- **What the task asks**
Pick out the lines below that contain the string "decide" and copy them all.

- **Source material**
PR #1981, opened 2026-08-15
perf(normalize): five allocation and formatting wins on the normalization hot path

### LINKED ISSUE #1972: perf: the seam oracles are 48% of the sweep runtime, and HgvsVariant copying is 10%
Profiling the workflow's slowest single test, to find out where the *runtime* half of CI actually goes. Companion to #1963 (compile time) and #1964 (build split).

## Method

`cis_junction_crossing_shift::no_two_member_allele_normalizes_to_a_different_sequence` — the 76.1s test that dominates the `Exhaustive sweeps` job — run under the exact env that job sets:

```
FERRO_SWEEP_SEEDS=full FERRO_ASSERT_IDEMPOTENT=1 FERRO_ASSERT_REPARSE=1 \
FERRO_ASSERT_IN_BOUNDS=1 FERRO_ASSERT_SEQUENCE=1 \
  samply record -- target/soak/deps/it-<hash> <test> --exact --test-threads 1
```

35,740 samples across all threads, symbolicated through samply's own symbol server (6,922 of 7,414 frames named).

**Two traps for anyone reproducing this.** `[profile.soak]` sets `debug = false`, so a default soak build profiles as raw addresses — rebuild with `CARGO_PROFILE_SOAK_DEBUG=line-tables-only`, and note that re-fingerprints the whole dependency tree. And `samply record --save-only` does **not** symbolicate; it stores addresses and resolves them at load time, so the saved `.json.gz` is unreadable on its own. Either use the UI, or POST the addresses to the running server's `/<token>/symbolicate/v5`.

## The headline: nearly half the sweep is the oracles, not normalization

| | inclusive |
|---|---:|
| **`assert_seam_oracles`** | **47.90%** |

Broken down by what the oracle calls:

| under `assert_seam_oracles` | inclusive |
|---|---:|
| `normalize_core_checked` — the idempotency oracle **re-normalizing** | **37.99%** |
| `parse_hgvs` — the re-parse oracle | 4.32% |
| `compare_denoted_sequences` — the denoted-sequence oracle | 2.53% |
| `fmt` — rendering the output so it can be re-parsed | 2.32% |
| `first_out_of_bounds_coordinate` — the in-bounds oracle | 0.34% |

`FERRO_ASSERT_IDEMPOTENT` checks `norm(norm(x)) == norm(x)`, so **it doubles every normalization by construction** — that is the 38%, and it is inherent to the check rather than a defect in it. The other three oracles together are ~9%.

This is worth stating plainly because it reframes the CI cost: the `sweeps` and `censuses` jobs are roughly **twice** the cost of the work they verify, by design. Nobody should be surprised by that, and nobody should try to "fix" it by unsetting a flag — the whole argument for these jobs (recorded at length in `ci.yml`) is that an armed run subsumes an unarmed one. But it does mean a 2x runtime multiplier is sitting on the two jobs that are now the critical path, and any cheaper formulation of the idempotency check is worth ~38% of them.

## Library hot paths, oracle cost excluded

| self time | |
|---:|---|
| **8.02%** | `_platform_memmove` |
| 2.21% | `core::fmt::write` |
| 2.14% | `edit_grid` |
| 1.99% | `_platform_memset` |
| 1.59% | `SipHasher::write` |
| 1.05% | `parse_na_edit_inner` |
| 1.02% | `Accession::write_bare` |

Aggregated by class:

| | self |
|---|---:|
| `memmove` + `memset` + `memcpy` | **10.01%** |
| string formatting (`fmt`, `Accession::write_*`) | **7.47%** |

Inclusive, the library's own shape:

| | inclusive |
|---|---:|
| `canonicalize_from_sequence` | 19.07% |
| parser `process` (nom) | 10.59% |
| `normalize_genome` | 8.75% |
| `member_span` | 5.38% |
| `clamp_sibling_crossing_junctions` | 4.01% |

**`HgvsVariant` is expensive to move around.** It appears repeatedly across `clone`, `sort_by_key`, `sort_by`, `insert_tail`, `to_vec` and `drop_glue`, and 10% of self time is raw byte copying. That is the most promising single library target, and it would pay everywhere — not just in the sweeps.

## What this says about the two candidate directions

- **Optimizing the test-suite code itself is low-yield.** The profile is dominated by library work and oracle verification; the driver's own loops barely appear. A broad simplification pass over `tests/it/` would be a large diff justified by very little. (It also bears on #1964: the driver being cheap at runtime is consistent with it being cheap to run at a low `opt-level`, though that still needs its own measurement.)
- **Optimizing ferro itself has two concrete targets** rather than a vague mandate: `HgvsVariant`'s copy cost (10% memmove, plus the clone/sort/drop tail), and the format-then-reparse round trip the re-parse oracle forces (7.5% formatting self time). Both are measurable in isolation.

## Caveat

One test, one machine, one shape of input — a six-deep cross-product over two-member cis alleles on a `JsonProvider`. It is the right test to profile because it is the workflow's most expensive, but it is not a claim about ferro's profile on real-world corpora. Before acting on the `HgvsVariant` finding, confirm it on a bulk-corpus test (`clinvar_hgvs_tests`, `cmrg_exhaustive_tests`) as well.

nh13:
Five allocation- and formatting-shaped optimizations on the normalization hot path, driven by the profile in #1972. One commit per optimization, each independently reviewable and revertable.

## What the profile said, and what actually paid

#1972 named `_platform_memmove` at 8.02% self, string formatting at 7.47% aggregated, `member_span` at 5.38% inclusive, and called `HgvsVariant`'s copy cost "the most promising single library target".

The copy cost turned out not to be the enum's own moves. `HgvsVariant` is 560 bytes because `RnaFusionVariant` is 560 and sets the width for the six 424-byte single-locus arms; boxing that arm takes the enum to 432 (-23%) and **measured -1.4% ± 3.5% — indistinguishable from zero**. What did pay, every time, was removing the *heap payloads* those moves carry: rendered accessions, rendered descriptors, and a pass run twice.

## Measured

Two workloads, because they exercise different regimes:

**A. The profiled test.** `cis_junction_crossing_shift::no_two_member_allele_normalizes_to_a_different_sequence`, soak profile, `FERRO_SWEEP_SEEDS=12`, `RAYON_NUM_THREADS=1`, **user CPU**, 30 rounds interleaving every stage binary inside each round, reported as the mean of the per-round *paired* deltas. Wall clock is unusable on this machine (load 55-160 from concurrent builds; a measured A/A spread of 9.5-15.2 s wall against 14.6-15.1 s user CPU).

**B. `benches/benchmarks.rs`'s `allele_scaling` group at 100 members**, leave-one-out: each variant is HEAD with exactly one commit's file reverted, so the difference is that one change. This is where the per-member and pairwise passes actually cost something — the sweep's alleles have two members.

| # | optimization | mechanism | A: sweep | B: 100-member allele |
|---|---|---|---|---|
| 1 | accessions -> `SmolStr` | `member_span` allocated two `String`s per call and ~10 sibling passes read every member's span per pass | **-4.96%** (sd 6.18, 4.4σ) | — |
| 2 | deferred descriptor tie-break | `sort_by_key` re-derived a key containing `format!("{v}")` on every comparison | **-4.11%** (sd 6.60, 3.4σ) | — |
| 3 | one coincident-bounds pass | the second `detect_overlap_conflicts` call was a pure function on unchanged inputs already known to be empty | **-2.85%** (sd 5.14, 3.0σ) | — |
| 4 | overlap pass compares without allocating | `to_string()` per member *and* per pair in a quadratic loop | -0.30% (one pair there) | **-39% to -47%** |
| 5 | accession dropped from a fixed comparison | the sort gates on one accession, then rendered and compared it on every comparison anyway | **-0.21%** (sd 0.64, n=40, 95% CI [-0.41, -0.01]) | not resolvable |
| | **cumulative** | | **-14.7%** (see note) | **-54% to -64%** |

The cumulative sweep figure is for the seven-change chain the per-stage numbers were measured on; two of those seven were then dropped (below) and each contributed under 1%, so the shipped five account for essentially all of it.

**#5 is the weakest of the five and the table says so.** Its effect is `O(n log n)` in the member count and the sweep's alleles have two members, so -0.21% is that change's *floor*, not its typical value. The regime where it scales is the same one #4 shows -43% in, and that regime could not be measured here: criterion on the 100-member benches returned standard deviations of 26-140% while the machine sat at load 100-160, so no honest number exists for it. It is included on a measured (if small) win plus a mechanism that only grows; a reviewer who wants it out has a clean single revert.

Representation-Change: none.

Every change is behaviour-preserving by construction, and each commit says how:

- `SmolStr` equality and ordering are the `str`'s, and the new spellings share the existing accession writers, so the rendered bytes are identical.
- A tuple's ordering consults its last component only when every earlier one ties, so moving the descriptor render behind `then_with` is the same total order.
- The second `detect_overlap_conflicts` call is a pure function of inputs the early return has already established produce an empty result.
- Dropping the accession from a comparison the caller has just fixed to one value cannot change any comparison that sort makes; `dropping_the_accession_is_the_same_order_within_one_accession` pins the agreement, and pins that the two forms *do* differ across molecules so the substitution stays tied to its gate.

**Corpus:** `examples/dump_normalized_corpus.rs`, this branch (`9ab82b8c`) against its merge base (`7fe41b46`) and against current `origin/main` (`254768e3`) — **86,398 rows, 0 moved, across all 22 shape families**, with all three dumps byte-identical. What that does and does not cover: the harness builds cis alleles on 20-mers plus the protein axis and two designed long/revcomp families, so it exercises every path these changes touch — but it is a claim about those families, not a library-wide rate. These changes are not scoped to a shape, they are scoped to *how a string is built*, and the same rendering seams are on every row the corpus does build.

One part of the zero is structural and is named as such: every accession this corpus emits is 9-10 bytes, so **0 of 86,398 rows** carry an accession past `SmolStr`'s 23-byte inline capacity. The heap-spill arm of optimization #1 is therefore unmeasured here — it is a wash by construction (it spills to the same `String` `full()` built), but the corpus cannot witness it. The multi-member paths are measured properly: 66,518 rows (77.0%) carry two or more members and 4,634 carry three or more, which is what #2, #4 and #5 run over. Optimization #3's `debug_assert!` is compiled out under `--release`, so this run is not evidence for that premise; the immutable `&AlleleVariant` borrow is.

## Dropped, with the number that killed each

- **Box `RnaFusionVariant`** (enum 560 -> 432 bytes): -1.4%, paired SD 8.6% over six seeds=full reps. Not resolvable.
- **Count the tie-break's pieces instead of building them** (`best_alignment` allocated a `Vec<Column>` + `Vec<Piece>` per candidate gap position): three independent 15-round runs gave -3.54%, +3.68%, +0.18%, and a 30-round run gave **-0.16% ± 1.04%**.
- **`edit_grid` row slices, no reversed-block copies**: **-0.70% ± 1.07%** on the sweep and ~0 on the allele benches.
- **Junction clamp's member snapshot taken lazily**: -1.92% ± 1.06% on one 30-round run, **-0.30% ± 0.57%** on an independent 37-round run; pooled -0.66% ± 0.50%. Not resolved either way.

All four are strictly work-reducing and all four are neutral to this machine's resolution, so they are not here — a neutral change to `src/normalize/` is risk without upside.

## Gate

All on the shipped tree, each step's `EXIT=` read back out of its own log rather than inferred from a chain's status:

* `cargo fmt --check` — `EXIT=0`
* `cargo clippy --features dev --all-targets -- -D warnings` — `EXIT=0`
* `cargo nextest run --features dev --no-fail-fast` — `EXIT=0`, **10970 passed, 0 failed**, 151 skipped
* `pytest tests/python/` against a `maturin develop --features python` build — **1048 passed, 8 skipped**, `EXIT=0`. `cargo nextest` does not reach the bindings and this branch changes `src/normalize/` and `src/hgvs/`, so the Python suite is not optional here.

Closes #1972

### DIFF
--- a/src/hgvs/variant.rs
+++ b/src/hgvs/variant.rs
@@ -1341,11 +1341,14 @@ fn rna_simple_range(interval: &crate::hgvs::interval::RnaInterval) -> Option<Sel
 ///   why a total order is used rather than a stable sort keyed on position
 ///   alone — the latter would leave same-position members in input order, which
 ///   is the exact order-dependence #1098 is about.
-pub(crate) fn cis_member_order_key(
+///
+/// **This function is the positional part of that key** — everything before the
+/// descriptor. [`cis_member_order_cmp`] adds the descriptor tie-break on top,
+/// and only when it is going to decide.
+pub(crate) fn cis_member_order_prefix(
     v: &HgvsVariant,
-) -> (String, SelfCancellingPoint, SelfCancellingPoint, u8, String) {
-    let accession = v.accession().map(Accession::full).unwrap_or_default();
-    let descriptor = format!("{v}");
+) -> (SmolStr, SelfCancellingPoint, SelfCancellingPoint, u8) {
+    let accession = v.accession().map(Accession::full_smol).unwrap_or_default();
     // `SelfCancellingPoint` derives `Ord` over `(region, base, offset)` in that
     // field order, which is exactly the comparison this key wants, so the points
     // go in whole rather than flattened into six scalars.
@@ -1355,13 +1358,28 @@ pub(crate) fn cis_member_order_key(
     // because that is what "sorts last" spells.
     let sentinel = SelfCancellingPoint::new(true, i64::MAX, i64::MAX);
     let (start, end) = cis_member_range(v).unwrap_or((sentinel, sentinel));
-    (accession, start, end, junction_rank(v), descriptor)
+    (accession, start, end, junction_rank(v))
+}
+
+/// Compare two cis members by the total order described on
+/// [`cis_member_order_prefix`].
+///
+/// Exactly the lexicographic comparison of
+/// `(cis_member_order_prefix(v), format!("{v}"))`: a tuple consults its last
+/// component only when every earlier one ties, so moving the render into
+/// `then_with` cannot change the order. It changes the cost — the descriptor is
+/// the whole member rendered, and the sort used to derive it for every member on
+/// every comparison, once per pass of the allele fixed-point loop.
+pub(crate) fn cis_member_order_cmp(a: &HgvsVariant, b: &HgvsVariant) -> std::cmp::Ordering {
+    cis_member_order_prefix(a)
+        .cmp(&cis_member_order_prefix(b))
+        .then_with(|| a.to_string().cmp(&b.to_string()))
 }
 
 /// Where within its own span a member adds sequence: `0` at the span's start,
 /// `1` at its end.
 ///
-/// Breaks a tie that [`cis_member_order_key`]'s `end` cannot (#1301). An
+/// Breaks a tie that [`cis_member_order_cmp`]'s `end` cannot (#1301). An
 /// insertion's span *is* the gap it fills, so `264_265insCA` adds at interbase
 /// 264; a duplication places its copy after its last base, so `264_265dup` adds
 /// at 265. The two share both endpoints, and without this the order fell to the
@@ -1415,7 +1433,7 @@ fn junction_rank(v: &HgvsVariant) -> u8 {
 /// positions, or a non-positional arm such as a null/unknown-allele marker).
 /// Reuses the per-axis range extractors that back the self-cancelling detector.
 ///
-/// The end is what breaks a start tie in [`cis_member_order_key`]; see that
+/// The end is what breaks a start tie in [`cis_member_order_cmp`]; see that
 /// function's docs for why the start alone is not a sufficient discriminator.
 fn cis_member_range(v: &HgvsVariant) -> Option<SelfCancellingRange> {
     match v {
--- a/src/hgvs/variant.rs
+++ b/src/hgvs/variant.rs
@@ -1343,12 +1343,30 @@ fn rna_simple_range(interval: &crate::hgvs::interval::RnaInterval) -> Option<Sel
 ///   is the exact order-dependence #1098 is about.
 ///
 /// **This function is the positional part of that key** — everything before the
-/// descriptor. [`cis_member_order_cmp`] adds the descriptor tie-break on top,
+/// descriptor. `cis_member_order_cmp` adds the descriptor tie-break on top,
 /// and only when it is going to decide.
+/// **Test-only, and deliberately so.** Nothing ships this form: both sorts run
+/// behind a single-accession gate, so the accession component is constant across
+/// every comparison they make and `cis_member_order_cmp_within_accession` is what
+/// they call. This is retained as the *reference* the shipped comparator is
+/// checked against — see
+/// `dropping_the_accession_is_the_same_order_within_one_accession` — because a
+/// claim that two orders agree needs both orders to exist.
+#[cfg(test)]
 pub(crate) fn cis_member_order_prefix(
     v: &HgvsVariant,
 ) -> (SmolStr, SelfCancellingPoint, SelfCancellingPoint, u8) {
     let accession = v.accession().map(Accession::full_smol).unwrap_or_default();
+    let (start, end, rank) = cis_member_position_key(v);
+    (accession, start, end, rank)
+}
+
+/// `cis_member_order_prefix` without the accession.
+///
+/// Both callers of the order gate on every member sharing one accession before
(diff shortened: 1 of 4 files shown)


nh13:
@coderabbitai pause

- **Answer to this problem**
+/// and only when it is going to decide.
 /// and only when it is going to decide.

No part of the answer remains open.